You can listen to it here: Yo puedo cantar de 1 a 10

This song has something I always look for in counting songs and that is useful language in addition to numbers. As I mentioned, one of the benefits of music is that children repeatedly produce correct, natural Spanish. So, the best songs for learning Spanish have structures and vocabulary that children can use in many situations. Singing Yo puedo contar de 1 a 10, children learn and practice the verb phrase puedo + infinitive and the verb form vamos. Even beginning Spanish learners can apply both of these verb forms in other contexts.

The song lends itself to all kinds of activities and actions. The most basic is to have kids make a simple number line and keep the rhythm by drumming on the numbers as they sing them.  You can also assign numbers and have kids, in a line or circle, step forward and then back as the group sings the number. This gets trickier as the song goes faster, so another option is to have kids jump in place.

La carita – on the CD ¡Canta mi son!
I love this mariachi version of La carita. It has the emotion of mariachi music with content for children. This song is available on Juanita’s lastest CD ¡Canta mi son!

In terms of Spanish language learners, this song has lots of practical vocabulary, presented in a structure that makes it easy to learn and retain. The body parts are associated with verbs – una boca para comer, esta nariz es para oler, los oídos son para oir, etc. By adding actions, pointing to the body part and acting out the verb, children are always aware of the meaning of the words they are singing.

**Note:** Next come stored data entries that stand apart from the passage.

PR #1410, opened 2023-12-25
Import `PH_KEYS` from ASE

Andrew-S-Rosen:


Andrew-S-Rosen:
@tomdemeyere: FYI, you'll need to update ASE if you haven't done so already.

```bash
pip install --force-reinstall --no-deps https://gitlab.com/ase/ase/-/archive/master/ase-master.zip
```

tomdemeyere:
About that, I started to write some reformatting for ASE. This will include keys for most QE binaries and be located in ase.io.espresso_keys.keys. I also created one read and write for arbitrary Fortran namelist. After that quacc should be espresso.io free. I will open the PR as soon as it is ready

Andrew-S-Rosen:
Awesome. Thank you so much!

PR #1427, opened 2023-12-27
Implement a minimal preset for Espresso

### LINKED ISSUE #1412: Espresso `static_job` doesn't work "as-is"

- **quacc version**: 0.4.6
- **Python version**: 3.9+

### What is the issue?

All quacc recipes should have an option that works "as-is" given the default settings. However, doing a default calculation with bulk Cu yields an error that no smearing is applied. A default preset should be selected, even if it is not perfect.

I would generally recommend Gaussian smearing with a sufficiently small `degauss`, which is safe for all kinds of systems.

```python
from ase.build import bulk
from quacc.recipes.espresso.core import static_job

atoms = bulk("Cu")
static_job(atoms)
```

### Suggestions

Maybe we have a `BasicSet.yaml` that looks something like:

```yaml
system:
  ecutwfc: 60
  ecutrho: 240
  occupations: smearing
  degaus: 0.001

kspacing: ???

parent_pseudopotentials: sssp_1.3.0_pbe_efficiency.yaml
```

And then have each recipe have `preset: str | None = "BasicSet"`

Andrew-S-Rosen:
Closes #1412. Also, I removed default parameters like `ecutwfc` and `ecutrho`, which should not be in the recipe defaults since they would be the same defaults for every recipe. The recipe defaults should have the minimal info needed to run a reliable calculation for that calculation type; we can put a default preset ("minimal.yaml") that will automatically set `ecutwfc` and `ecutrho` to the max value based on the pseudopotential YAML instead.

### DIFF
--- a/src/quacc/calculators/espresso/presets/basic.yaml
+++ b/src/quacc/calculators/espresso/presets/basic.yaml
@@ -1,0 +1,10 @@
+# Last modified: 12-27-2023
+
+input_data:
+  system:
+    occupations: smearing
+    degauss: 0.001
+
+kspacing: 0.03
+
+parent_pseudopotentials: sssp_1.3.0_pbe_efficiency.yaml
--- a/src/quacc/recipes/espresso/core.py
+++ b/src/quacc/recipes/espresso/core.py
@@ -18,7 +18,7 @@ if TYPE_CHECKING:
 @job
 def static_job(
     atoms: Atoms,
-    preset: str | None = None,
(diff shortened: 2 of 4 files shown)


tomdemeyere:
I will probably open a small PR on that, as currently 'basic' will not work with the phonon_job (all qe binary have very different keywords) I think at the very least we will need to have a 'basic' for all implemented binaries (or None)

PR #1429, opened 2023-12-28
[WIP] Re-add support for flat input parameter format in Espresso

### LINKED ISSUE #1434: Re-add support for the "flat" input parameter format in Espresso recipes

See #1429

Andrew-S-Rosen:
Closes #1434.

@tomdemeyere: This is a draft PR to re-add flat input parameter support in Espresso. However, there are some stumbling blocks I don't quite know how to resolve.

Right now, the `input_data` keyword argument passed to the `Espresso()` calculator is converted into the nested form if needed. Additionally, any input parameters in the `input_data` section of a preset are converted into the nested form if needed (even though all the ones we ship in quacc are nested already). There are no issues there.

However, we also need to do it a third and fourth time [here](https://github.com/Quantum-Accelerators/quacc/blob/cc73104908cde675bb32ef15bed39e2166fe513b/src/quacc/recipes/espresso/_base.py#L67) on both `calc_defaults` and `calc_swaps` to ensure that the dictionary merge is always done appropriately. I suppose that's not a huge issue because I can get the binary name from the `template` and do the same thing as elsewhere.

The bigger issue is that users can _also_ pass in the flat form not just via `input_data` but also just as regular kwargs. For instance, see the example from the [ASE docs](https://wiki.fysik.dtu.dk/ase/ase/calculators/espresso.html#parameters):

```python
input_data = {
    'system': {
      'ecutwfc': 64,
      'ecutrho': 576
     },
    'disk_io': 'low'}  # automatically put into 'control'

calc = Espresso(profile=my_predefined_profile,
                pseudopotentials=pseudopotentials,
                # Optionally, if the ESPRESSO_PSEUDO env var isn't set
                pseudo_dir=path_to_pseudopotentials,
                tstress=True, tprnfor=True,  # kwargs added to parameters
                input_data=input_data)
```

It was at this point that I simply said "okay, this is silly, let's just require the nested form", but I can understand that this may not be ideal if you find that users like the flat form. Having three different ways of specifying input parameters is quite a mess and probably shouldn't have existed in the first place... 🤷‍♂️ 

TODO:
- Ensure tests pass
- Re-add explicit tests for flat in --> nested out.


tomdemeyere:
Few notes:

- If ASE is still ok with it, keys will all go there.
- All the kwargs should be catched at calc_swaps=calc_kwargs in the base_fn call, calling a construct_namelist in base_fn should automatically deal with all the mess (including additional flat kwargs).
- calc_defaults should always be nested, but it doesn't hurt to add an additional call for user defined flow/jobs...
- Due to how presets are read, this should go naturally inside construct_namelist if additional kwargs are added in a preset by a user.

I will have a look tomorrow

Andrew-S-Rosen:
Thanks! That's easy enough to implement. I can make sure that happens.

Andrew-S-Rosen:
> Few notes:
> 
> * If ASE is still ok with it, keys will all go there.
> * All the kwargs should be catched at calc_swaps=calc_kwargs in the base_fn call, calling a construct_namelist in base_fn should automatically deal with all the mess (including additional flat kwargs).
> * calc_defaults should always be nested, but it doesn't hurt to add an additional call for user defined flow/jobs...
> * Due to how presets are read, this should go naturally inside construct_namelist if additional kwargs are added in a preset by a user.
> 
> I will have a look tomorrow

Note: This will address most of the problems but not if the user does

```python
calc = Espresso(profile=my_predefined_profile,
                tstress=True, tprnfor=True,  # for some reason this is allowed outside of `input_data`.....?
                input_data=input_data)
```

Either way, I think that's fine.

tomdemeyere:
I have a branch (that is based on the current main) that addresses the various issues and use the new Namelist stuff from ASE should I open a new PR?

Andrew-S-Rosen:
@tomdemeyere That would be greatly appreciated!

PR #1446, opened 2023-12-31
Add a simple Espresso `relax_job`

Andrew-S-Rosen:
Will add more tests after a separate PR.


src/quacc/recipes/espresso/core.py
```diff
@@ -74,11 +74,73 @@ def static_job(
...
+    }
+
+    return base_fn(
+        atoms,
+        preset=preset,
+        template=EspressoTemplate("pw"),
+        calc_defaults=calc_defaults,
+        calc_swaps=calc_kwargs,
+        parallel_info=parallel_info,
+        additional_fields={"name": "pw.x Static"},
```
tomdemeyere, line 136: "pw.x Relax" ?

Andrew-S-Rosen: Patched in main, thanks!

PR #1447, opened 2023-12-31
Fix a few Espresso results parsing bugs

Andrew-S-Rosen:
### Checklist

- [X] I have read the [Contributing Guide](https://quantum-accelerators.github.io/quacc/dev/contributing.html). Don't lie! 😉
- [X] I have used `black`, `isort`, and `ruff` as described in the [style guide](https://quantum-accelerators.github.io/quacc/dev/contributing.html#style).
- [X] I have added relevant, comprehensive [unit tests](https://quantum-accelerators.github.io/quacc/dev/contributing.html#unit-tests).

### Notes

## Summary of Changes

This PR addresses several existing issues with the Espresso calculator and recipes, as enumerated below in decreasing order of importance.

1. The Espresso recipes never updated the `Atoms` object in the returned output when a structure relaxation occurs. That is because a `geom_file` keyword argument needed to be passed to `run_calc()`. There is inconsistent behavior in ASE where some calculators update the `Atoms` object when an "internal" relaxation is done, whereas others don't (see ASE [issue 1368](https://gitlab.com/ase/ase/-/issues/1368)). In practice, what this means is that we must explicitly tell quacc which file is the geometry log file, which is then parsed at the end of a run and used to update the `Atoms` object in the returned schema. I have set this to be `pw.out` if `pw` is the binary, otherwise no geometry file is read (same behavior as before).

2. All quacc recipes dump out the `calc.results` dictionary in the output schema (see [here](https://github.com/Quantum-Accelerators/quacc/blob/606617717dc334219d8432046cd99a2addd99851/src/quacc/schemas/_aliases/ase.py#L14-L22)). This, by default, typically contains properties like "energy" and "forces" (i.e. the `implemented_properties` from the calculator). However, before this PR, this does not appear to be done for `pw.x` runs, as there was no "energy" key (for instance). This is now addressed by fixing the `read_results` method of the `Espresso` calculator. I then added tests to evaluate the energy from the static job runs.

3. If the preset has `kspacing` in it but the user specifies `kpts` explicitly when calling a recipe, an error is raised that both `kpts` and `kspacing` can't be set. This PR now checks to see if the user has specified `kpts`, and if so, `kspacing` will be dropped from the preset (and vice versa).

TODO:
- Speed up the cell relaxation test because it takes too long


Andrew-S-Rosen:
@tomdemeyere if you have a moment, it would be great to get your feedback on these bugfixes.

tests/core/recipes/espresso_recipes/test_espresso.py
```diff
@@ -207,10 +220,17 @@ def test_relax_job_cell(tmp_path, monkeypatch):
         relax_cell=True,
         input_data=input_data,
         pseudopotentials=pseudopotentials,
-        kspacing=0.5,
+        kpts=(1, 1, 1),
```
tomdemeyere, line 223: FYI: kpts = (1, 1, 1) leads to gamma with complex wf
kpts = None leads to gamma with real wf (~ 80% faster)

Most of the time your want the later except if you do some special ph.x calc later on or want non-collinear spin

src/quacc/recipes/espresso/_base.py
```diff
@@ -75,7 +75,9 @@ def base_fn(
         **calc_flags,
     )
 
-    final_atoms = run_calc(atoms, copy_files=copy_files)
+    geom_file = template.outputname if template.binary == "pw" else None
+
+    final_atoms = run_calc(atoms, geom_file=geom_file, copy_files=copy_files)
```
tomdemeyere, line 80: Had a look at run_calc(), maybe we even want to get all atoms using index = "::" so that the final result dict of the job contains all atoms object? This would be needed if the user run calculation = 'md' for example

Andrew-S-Rosen: Good point. This hasn't come up before because in other recipes where I'm running internal relaxations (e.g. Vasp, ORCA, Gaussian, Q-Chem), there are custom output file parsers being called (e.g. pymatgen, cclib) that fetch that data automatically. But here, we are relying on data obtained solely from ASE, and so that would be worth adding. Opened an issue report in #1451.

PR #1454, opened 2024-01-01
Espresso: the nested come back

tomdemeyere:
### Checklist

- [ ] I have read the [Contributing Guide](https://quantum-accelerators.github.io/quacc/dev/contributing.html). Don't lie! 😉

### Notes

## Summary of Changes

Ok, this is getting a little bit silly... The flat/nested form not being the problem, the most annoying is the possibility for any kwargs to be a keyword...

Without thinking about that (I never use the ASE calculator this way) I named one of the parameters in ase.io.espresso.write_espresso_ph, to the name of one of the ph.x parameters, which is conflicting now (you will see the test fail). I will need to open a small patch on the ASE main to change the name...

This also try to extend the recursive_dict_merge to any dict-like (UserDict, defaultdict, OrderedDict, Namelist) object and allow to conserve the class even if they are nested.

### DIFF
--- a/src/quacc/utils/dicts.py
+++ b/src/quacc/utils/dicts.py
@@ -3,6 +3,7 @@ from __future__ import annotations
 
 from copy import deepcopy
 from typing import TYPE_CHECKING
+from collections.abc import MutableMapping
 
 if TYPE_CHECKING:
     from typing import Any
@@ -41,8 +42,8 @@ def recursive_dict_merge(
 
 
 def _recursive_dict_pair_merge(
-    dict1: dict[str, Any] | None, dict2: dict[str, Any] | None
-) -> dict[str, Any]:
+    dict1: MutableMapping[str, Any] | None, dict2: MutableMapping[str, Any] | None
+) -> MutableMapping[str, Any]:
     """
     Recursively merges two dictionaries. If one of the inputs is `None`, then it is
     treated as `{}`.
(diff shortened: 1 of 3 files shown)


buildbot-princeton:

src/quacc/utils/dicts.py
```diff
@@ -63,13 +64,16 @@ def _recursive_dict_pair_merge(
     dict
         Merged dictionary
     """
-    dict1 = dict1 or {}
-    dict2 = dict2 or {}
+
+    dict1 = dict1 or (dict1.__class__() if dict1 is not None else {})
+    dict2 = dict2 or (dict2.__class__() if dict2 is not None else {})
```
Andrew-S-Rosen, line 69: Could you walk me through this one? The only time the first expression in the `or` boolean would be `False` is if `dict1` is `None` or `False` or some other falsiness value (e.g. `[]`, `{}`, 0). How/when does it get to the second expression `(dict1.__class__() if dict1 is not None else {})`?

Andrew-S-Rosen (commented):
Thanks for this quick patch, @tomdemeyere! Yes, the "any kwargs being a keyword" thing was where I threw up my hands up in the air and gave up. 😅 But regardless, I'll be happy to get this merged once it's all ready to go with ASE upstream.

Just on question below so I can understand a bit better.

src/quacc/utils/dicts.py
tomdemeyere: The plan is to make sure if you send an empty kind of dict class it does not come back as a 'normal dict' which was the case before?

Andrew-S-Rosen: Oh, I only just learned that `{}` has a `.__class__()` attribute! I never even thought about the attributes of `{}`.

tomdemeyere: The biggest surprise for me was that None has a .__class__ attribute...

I guess it does not really matter, it is just to avoid any surprise to the user who would use this function and be surprised by the class change.

Andrew-S-Rosen:
@tomdemeyere: FYI, Just waiting on tests to pass for this before I can merge.

PR #1456, opened 2024-01-03
ORCA ASE relax job

Andrew-S-Rosen:
This PR adds support for an ASE-based ORCA relaxation with ORCA as the energy/force driver and ASE as the optimizer.


Andrew-S-Rosen:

Wow wow wow – on the CD Canta conmigo Volume 2
This song is the perfect addition to a unit on animals. It introduces kids to the idea that animal sounds are expressed differently in different languages. The dog that says arf, arf, arf if we go to New york, si viajamos a Mexico él ladra wow, wow, wow.

The song is short and easy to learn. Children are always intrigued by animal sounds, and introducing animal sounds in Spanish adds another dimension to activities with animal vocabulary. Juanita has another super song for kids called El pato, el pollo y el gallo. It also uses animal sounds and kids love it!